«Une ville utopique inspirée des pyramides» : le New York Times en extase devant la Grande-Motte

«Balladur était un visionnaire, il a anticipé la ville de demain». Dans un article très élogieux sur la Grande-Motte, la journaliste du New York Times Alice Cavanagh donne la parole à deux photographes parisiens, Laurent Kronental et Charly Broyez, qui publieront bientôt et en deux séries leurs clichés pris dans la «Cité Oasis». Tous deux s’extasient devant l’œuvre de Jean Balladur, qui a créé une ville «écologique», «futuriste», faisant office de «modèle idéologique pour les futurs développements urbains».

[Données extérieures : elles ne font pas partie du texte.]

PR #2074, opened 2021-12-23
Various fixes in doc

k0lter:
This PR includes various fixes in Markdown doc (and update manpage and html accordingly)

- Missing carriage return (some markdown parts were not properly converted in roff or html)
- Missing or extra numerous `<code>` backticks


drwetter:
Hi @k0lter ,

thanks. Did you do that manually? 

If so there's rather the general question how to do this in the future. Up to now I used the previous version of ronn, the output was ok using the interpreters (man, firefox or chrome) also when the roff and HTML code weren't good.

k0lter:
Hi @drwetter

I used ronn 0.9.1 ([patched to handle properly level 4 titles](https://github.com/apjanke/ronn-ng/commit/e10a69c18782bcb1e6918ace284e712b3f96be2b)) but that's true that I had to fix manually the multi-lines code block rendering for both nroff and html (but with `git add --patched` that was straightforward).

I also fixed manually the css to avoid the fixed width as you already suggested.

drwetter:
@k0lter , yes, I saw the version you were using in the comments of the generated files.

Markdown is the primary format, so any improvements are welcome and a no-brainer. For the rest, see the following.

My question was more about maintainability: an automated generation with a well defined tool is as far as maintainability concerned always better. A manual patching is ok of roff or HTML, if it's documented what has been done and it's worth the effort. By "worth the effort" I mean a) your work and b) the result when watching the roff page or HTML.

For a) if a future PR generates new man pages in roff and HTML any manual work of you will be lost.  For b) The result is mostly what counts IMO. With ronn version 0.7 the resulted roff/HTML code was everything else than great or compliant. For me(TM) it displayed without error and that sufficed.

I know that ronn is not a perfect tool but aiming for perfecting likely won't pay off.

Bottom line: Keep please a) and b) in mind when continuing on this PR. After merging your previous one this needs be amended to resolve the conflict

k0lter:
I've updated the PR with a proposal to switch from ronn to pandoc to build the doc. I've also added a Makefile so that it should be a) and b) compliant. I've also removed the manpage and html from the versioning as they are now easily reproducible.

I let you take a look.

drwetter:
Thanks. I am little bit confused though that all of a sudden html and roff output was removed. This needs to be reverted. 

And you used pandoc.

Maybe it's the right way to use pandoc instead, can't tell yet. But if you do propose such a change I would have expected a little bit of discussion beforehand or some accompanying arguments in the PR why we should switch to pandoc. Just a statement "oh, I switched to pandoc" isn't enough.

k0lter:
Hi @drwetter

As I said this is just a proposal (switch from ronn to pandoc). The idea was just to use a tool that works better than ronn: the latest release has some bugs and installing an old version is not very handy to those who wants to contribute. Moreover, in another PR you asked me to manually change the css generated in the html output.
Use a Makefile and Pandoc here permits to address these issues and ease the contributions. To be honest before making this PR I didn't know about ronn and I had to discover by myself how the roff and html were generated (that was not hard but not obvious either).

I removed the roff and html output because I thought they were added to versioning to circumvent the ronn issues and to ease the contributions. I could add them again.

More than switching to pandoc, this PR also fixes various issues in the markdown.

drwetter:
@k0lter : Don't get me wrong. I appreciate collaboration but you needed just to explain better why you think why we should use A instead of B.

I looked at pandoc a while back and ended up using ronn. IIRC it was because was requiring too much dependencies. Let me have a closer look during the next days.

Thx, Dirk

drwetter:
Hi @k0lter ,

I suggest this to be split:

1) correct errors In markdown, ROFF and HTML (keep all three formats)
2) provide the Makefile + template for pandoc (again keep all three formats)

Probably with 1) it's good to wait until #2088 has been merged.

Idea behind it: everyone is free to use the converter of choice from the primary format (md). This repo should always contain all formats so that users don't have to worry about the conversion. 

Whether this repo will use ronn or pandoc and how we generate the manpages: time will tell. Pandoc sounds like a good idea as it _seems_ better -- and if it is: maybe a github action can generate HTML and ROFF.

Thx, Dirk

Or, la journaliste le rappelle : la Grande-Motte et son créateur avaient été accueillis avec mépris. Alice Cavanagh évoque même le magazine L'Architecture d'Aujourd'hui qui a qualifié en 1972 la ville de «pollution architecturale». Alors peut-on vraiment s’extasier, et en ces termes, de la station balnéaire construite à partir de rien en 1965 ?

Créée pour le tourisme

Dès ses premières lignes, Alice Cavanagh le rappelle : «la Grande Motte a vu le jour en 1965, comme l'une des nombreuses stations balnéaires pour classes ouvrières construites par le gouvernement français en réponse au “boom” des vacances de l'après-guerre». La ville sortie des sables il y a presque 60 ans fait partie de la Mission Racine, lancée sous Charles de Gaulle, qui visait à aménager près de 200 km de littoral entre la Camargue et les Pyrénées. Le projet ambitionnait de faire voir le jour à huit stations balnéaires, afin d’héberger les familles ouvrières qui obtinrent simultanément quatre semaines de congé par an. Il s’agissait d’une «alternative moins chère et familiale aux attractions plus huppées de la Côte d'Azur», comme le souligne la journaliste. 

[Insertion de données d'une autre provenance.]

PR #311, opened 2014-06-09
[LIBCLOUD-576] SWIFT: removed superfulous call to upper() on service_region

zestrada:
As stated in the jira ticket, OpenStack uses mixed-case regions, but rackspace only has uppercase regions. It seems that as a holdover from supporting cloudfiles all openstack regions were converted to upper, causing endpoint_get to fail.


Kami:
Good catch. I'll merge it into trunk tomorrow. 

Thanks.

Kami:
Merged into trunk.

Thanks.

PR #314, opened 2014-06-10
[LIBCLOUD-540] [WIP] Copy object

rgbkrk:
This is the beginning of a patch for https://issues.apache.org/jira/browse/LIBCLOUD-540. It's been sitting on my machine gathering dust, so I'm submitting the WIP it to make sure I finish it off.

### DIFF
--- a/libcloud/storage/base.py
+++ b/libcloud/storage/base.py
@@ -584,6 +584,29 @@ class StorageDriver(BaseDriver):
 
         return True
 
+    def copy_object(self, src_container_name, src_object_name,
+                    dst_container_name, dst_object_name):
+        """
+        Copy object from one container to another (or the same container with a
+        new name).
+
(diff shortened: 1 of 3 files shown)


libcloud/storage/base.py
```diff
@@ -584,6 +584,29 @@ def _save_object(self, response, obj, destination_path,
 
         return True
 
+    def copy_object(self, src_container_name, src_object_name,
+                    dst_container_name, dst_object_name):
+        """
+        Copy object from one container to another (or the same container with a
+        new name).
+
+        :param src_container_name: Source container name
```
Kami, line 593: To be consistent with existing APIs, this should probably take a container object, so `src_container` and `dst_container`, right?

This way it's also more flexible if a provider uses id instead of a name as container's unique identifier.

Cette dernière estime que Jean Balladur souhaitait «créer un lieu hors du temps : un paradis perdu presque envahi par la verdure». Elle décrit les «immeubles d'habitation futuristes de La Grand Motte», dont les formes évoquent les pyramides précolombiennes de Teotihuacan, au Mexique. «Disposés le long d'une plage de sable et autour d'un port artificiel», ces bâtiments dont «la position et la forme» sont conçues «pour atténuer le vent et les embruns salés offrent un abri aux immenses jardins que Balladur a fait planter en contrebas». La journaliste prend plaisir à décrire ce décor «dépaysant», «moderniste» et «utopique».

Découvrir un «monde parallèle»

Laurent Kronental et Charly Broyez partagent l’avis de la journaliste. Le premier déclare : «C'est comme si nous découvrions un monde parallèle dans lequel nous ne savons pas si nous avons trouvé les vestiges d'une ancienne civilisation ou si nous sommes entrés dans le futur». Il va même plus loin. Selon lui, Balladur était «en avance sur son temps», en partie parce que son rêve d'une ville immergée dans la nature a fait de lui «un environnementaliste»

À ne pas confondre avec un écologiste, un environnementaliste se concentre sur les conséquences environnementales des activités humaines, tout en considérant que de simples aménagements de notre système social et économique permettront de les contenir. Bien moins radicalement engagé politiquement que l’écologiste, il soutient les réglementations gouvernementales qui limitent la pollution et protègent les espèces menacées, tout en encourageant les pratiques respectueuses de l'environnement, telles que le recyclage et les économies d'énergie.

Laurent Kronental argue que Jean Balladur a consacré «plus des deux tiers du site à la végétation, en plantant des espèces d'arbres capables de résister à la chaleur, au vent et aux embruns», en installant de nombreux sentiers pédestres et en limitant les voitures à la périphérie. 

Jean Balladur environnementaliste ?

Cependant, l’importance des arbres dans l’architecture de la Grande-Motte ne peut suffire à qualifier son architecte d’environnementaliste. Comme le rappelle la journaliste dès les premières lignes de son article, le matériau de construction principal de la station balnéaire est le béton. Or ce matériau créé à base de ciment est très polluant, et constitue aujourd’hui 7% des émissions de gaz à effet de serre à l’échelle du globe. 

De plus, pour urbaniser le littoral, marqué par les lagunes et les marécages, il a fallu profondément modifier l’environnement local. Des lagunes ont été asséchées, et les bassins-versants de la région modifiés par la création de barrages (qui favorisent aujourd’hui l'érosion). La démoustication voulue par la mission Racine s’est faite notamment par un assèchement des zones humides ainsi que l'utilisation de produits chimiques.

En attendant, le Golfe du Lion doit désormais se confronter à l'héritage de la mission Racine et se tourner vers des activités plus durables en appliquant le plan Littoral 21. Ce dernier s’est fixé trois enjeux pour 2027 : la résilience écologique, l’économie bleue et la cohésion territoriale.